_Data supplied_:
§ §
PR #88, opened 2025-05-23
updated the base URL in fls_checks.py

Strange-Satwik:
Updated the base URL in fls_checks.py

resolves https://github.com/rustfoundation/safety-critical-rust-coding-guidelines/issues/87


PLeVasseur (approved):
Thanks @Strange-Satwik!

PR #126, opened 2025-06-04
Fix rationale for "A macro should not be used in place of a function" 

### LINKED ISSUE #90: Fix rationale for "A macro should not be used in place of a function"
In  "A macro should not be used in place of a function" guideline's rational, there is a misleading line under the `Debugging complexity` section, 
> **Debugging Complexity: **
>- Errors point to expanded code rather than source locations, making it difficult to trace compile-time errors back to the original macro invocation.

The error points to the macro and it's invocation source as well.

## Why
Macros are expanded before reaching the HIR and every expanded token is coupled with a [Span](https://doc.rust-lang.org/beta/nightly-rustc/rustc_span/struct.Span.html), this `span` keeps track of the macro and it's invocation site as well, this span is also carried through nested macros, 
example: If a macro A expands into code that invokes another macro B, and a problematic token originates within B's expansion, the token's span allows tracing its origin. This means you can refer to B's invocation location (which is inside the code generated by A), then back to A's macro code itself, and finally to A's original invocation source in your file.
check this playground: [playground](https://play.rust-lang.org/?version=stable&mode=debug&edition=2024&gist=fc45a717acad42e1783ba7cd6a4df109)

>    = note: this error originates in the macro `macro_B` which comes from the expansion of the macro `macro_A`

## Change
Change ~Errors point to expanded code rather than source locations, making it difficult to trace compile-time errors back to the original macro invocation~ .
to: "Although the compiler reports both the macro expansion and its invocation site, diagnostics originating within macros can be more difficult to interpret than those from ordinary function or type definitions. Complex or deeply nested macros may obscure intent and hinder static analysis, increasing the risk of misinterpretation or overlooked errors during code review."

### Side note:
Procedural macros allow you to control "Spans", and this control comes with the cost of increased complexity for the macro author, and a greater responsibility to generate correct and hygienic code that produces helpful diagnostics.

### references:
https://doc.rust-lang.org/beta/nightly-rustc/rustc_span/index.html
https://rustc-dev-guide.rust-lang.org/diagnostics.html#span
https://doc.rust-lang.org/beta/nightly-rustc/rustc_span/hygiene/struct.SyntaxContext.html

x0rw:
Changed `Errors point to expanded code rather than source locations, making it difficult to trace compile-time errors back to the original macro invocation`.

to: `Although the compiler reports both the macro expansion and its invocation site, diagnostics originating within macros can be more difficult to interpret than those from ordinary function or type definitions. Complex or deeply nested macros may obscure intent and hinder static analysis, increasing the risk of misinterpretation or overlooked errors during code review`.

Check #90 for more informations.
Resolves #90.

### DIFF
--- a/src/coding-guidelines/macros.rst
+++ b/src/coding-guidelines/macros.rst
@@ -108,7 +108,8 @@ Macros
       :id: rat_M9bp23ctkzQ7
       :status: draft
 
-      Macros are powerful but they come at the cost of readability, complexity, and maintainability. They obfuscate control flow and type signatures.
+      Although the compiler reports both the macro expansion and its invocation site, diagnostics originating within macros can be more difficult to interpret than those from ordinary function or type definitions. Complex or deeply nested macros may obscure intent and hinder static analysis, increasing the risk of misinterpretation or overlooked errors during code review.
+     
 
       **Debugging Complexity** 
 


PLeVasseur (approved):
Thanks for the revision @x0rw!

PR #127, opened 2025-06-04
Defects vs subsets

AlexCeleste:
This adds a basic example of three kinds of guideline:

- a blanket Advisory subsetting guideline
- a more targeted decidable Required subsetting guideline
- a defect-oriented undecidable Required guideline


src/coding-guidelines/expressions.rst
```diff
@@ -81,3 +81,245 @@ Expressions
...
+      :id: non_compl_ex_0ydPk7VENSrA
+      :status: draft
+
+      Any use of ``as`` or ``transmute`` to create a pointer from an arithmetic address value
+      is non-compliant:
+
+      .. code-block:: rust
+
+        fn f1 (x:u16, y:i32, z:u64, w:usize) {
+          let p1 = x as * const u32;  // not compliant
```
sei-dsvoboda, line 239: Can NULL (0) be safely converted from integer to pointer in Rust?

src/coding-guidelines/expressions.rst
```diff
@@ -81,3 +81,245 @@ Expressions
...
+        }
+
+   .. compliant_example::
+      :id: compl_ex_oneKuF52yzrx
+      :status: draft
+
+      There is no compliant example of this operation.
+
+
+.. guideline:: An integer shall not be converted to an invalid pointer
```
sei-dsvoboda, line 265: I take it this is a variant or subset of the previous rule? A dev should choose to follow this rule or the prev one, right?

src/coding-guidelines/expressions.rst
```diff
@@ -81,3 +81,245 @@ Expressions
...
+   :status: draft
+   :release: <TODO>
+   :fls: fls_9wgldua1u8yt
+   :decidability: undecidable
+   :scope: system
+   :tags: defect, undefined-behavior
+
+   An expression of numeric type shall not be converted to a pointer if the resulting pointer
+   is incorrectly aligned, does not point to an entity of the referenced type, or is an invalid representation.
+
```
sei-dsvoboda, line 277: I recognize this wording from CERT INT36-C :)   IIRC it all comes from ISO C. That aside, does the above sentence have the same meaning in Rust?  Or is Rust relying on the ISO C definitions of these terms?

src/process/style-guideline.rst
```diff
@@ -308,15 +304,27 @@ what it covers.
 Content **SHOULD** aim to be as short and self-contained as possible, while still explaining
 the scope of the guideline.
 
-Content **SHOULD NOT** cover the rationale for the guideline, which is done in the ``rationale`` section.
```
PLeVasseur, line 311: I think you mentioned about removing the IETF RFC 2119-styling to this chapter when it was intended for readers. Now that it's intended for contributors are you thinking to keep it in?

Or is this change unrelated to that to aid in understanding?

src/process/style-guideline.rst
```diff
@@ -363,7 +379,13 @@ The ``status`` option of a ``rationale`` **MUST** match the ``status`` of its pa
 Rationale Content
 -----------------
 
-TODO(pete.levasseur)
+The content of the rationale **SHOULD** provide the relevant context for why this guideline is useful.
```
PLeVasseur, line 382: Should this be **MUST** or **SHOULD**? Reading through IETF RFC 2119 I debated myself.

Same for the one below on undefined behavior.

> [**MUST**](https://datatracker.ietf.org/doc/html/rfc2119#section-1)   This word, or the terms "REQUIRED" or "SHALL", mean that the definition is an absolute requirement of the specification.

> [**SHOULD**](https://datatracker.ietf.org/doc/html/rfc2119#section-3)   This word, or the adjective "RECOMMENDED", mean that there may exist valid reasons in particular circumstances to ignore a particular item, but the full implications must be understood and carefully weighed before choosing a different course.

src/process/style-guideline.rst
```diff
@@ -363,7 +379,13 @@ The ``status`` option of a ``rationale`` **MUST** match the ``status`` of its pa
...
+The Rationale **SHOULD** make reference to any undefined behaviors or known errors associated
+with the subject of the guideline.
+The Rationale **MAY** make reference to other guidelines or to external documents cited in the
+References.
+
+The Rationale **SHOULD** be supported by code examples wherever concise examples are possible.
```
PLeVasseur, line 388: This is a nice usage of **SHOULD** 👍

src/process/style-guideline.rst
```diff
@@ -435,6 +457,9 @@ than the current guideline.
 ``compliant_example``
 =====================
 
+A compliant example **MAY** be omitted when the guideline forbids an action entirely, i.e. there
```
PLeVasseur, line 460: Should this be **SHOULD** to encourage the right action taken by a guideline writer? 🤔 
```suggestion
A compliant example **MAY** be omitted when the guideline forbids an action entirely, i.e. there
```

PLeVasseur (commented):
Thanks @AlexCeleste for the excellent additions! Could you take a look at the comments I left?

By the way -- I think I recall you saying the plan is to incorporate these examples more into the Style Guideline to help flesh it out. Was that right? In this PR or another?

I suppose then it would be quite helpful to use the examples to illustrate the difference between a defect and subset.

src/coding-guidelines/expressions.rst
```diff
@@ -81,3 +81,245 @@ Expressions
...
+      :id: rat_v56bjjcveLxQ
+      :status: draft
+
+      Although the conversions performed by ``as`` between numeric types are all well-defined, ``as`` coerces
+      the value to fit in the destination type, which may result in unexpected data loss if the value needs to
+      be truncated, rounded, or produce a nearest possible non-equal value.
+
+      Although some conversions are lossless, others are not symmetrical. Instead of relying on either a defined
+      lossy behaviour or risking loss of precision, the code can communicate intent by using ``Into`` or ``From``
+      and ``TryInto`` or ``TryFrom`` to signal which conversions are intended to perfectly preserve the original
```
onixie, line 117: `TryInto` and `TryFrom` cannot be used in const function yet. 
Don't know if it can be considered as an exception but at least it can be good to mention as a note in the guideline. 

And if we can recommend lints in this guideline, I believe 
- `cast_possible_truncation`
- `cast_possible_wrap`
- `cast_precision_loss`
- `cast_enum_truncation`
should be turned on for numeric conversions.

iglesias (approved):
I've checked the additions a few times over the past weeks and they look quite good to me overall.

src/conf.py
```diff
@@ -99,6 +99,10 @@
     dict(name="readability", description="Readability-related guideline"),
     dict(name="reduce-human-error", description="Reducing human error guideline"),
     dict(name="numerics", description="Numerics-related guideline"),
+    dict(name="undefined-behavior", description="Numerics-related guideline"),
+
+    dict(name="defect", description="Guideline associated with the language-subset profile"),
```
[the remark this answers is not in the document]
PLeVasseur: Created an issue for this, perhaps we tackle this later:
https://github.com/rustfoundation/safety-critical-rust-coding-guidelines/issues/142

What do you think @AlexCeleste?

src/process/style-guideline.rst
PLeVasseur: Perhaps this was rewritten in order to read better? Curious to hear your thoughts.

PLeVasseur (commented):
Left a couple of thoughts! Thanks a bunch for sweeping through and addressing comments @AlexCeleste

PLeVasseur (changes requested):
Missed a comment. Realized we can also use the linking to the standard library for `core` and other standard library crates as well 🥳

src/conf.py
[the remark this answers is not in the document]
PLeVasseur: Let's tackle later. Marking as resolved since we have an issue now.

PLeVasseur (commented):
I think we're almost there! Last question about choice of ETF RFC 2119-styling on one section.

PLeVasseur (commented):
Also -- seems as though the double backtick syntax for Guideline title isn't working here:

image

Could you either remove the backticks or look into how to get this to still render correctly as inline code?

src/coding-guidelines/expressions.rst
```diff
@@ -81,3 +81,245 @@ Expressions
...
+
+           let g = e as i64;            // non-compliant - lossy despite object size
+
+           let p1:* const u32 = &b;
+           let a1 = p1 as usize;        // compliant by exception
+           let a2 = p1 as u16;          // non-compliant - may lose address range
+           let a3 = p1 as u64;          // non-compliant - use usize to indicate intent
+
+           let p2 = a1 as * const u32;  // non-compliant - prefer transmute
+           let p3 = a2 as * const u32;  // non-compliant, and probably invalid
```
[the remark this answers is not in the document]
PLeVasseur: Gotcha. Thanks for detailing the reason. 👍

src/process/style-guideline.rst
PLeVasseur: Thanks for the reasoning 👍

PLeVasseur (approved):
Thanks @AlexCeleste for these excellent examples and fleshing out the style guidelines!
§ §
_Task details_:
Return each line from the entries above that includes "datatracker".

_Answer below_:
> [**MUST**](https://datatracker.ietf.org/doc/html/rfc2119#section-1)   This word, or the terms "REQUIRED" or "SHALL", mean that the definition is an absolute requirement of the specification.
> [**SHOULD**](https://datatracker.ietf.org/doc/html/rfc2119#section-3)   This word, or the adjective "RECOMMENDED", mean that there may exist valid reasons in particular circumstances to ignore a particular item, but the full implications must be understood and carefully weighed before choosing a different course.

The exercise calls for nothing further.